## RECORDED INFORMATION
________________________

PR #304, opened 2021-07-07
Fix NAD watch and validation

jortel:
Fix NAD watch to match name only.
Add destination NAD ambiguity validation

Fixes: https://bugzilla.redhat.com/show_bug.cgi?id=1971259


jortel:
Revising.

PR #316, opened 2021-07-19
Handle user add VM (asynchronously).

jortel:
Support both USER_ADD_VM(34) and USER_ADD_VM_STARTED(37) events.
There are two flows.
(A) With asynchronous tasks: First, USER_ADD_VM_STARTED is generated
(B) Without asynchronous tasks: First, USER_ADD_VM is generated

The disk and vNIC events follow.  Then, for asynchronous there a following:
USER_ADD_VM_FINISHED_SUCCESS or USER_ADD_VM_FINISHED_FAILURE (52).

We cannot simply rely on the USER_ADD_VM_FINISHED_SUCCESS create the VM because then, the update events for attaching disk and adding VMs will not find the VM in inventory to update (and fail).  So instead, the VM is created but then removed on USER_ADD_VM_FINISHED_FAILURE event.

https://bugzilla.redhat.com/show_bug.cgi?id=1982595

### DIFF
--- a/pkg/controller/provider/container/ovirt/reconciler.go
+++ b/pkg/controller/provider/container/ovirt/reconciler.go
@@ -405,13 +405,13 @@ func (r *Reconciler) refresh(ctx *Context) (err error) {
 			"event",
 			event)
 		var changeSet []Updater
-		changeSet, err = r.changeSet(ctx, event)
-		if err == nil {
-			err = r.apply(changeSet)
+		changeSet, applyErr := r.changeSet(ctx, event)
+		if applyErr == nil {
+			applyErr = r.apply(changeSet)
 		}
-		if err != nil {
+		if applyErr != nil {
 			r.log.Error(
-				err,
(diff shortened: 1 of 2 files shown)


pkg/controller/provider/container/ovirt/reconciler.go
```diff
@@ -405,13 +405,13 @@ func (r *Reconciler) refresh(ctx *Context) (err error) {
 			"event",
 			event)
 		var changeSet []Updater
-		changeSet, err = r.changeSet(ctx, event)
```
jortel, line 408: Using `err` within the loop will not result in a deterministic return value since we continue.

mansam (approved):
LGTM

pkg/controller/provider/container/ovirt/reconciler.go
mansam: Great catch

________________________

State how many lines above include the word "mansam", and nothing more.

## ANSWER FOR THIS EXERCISE
2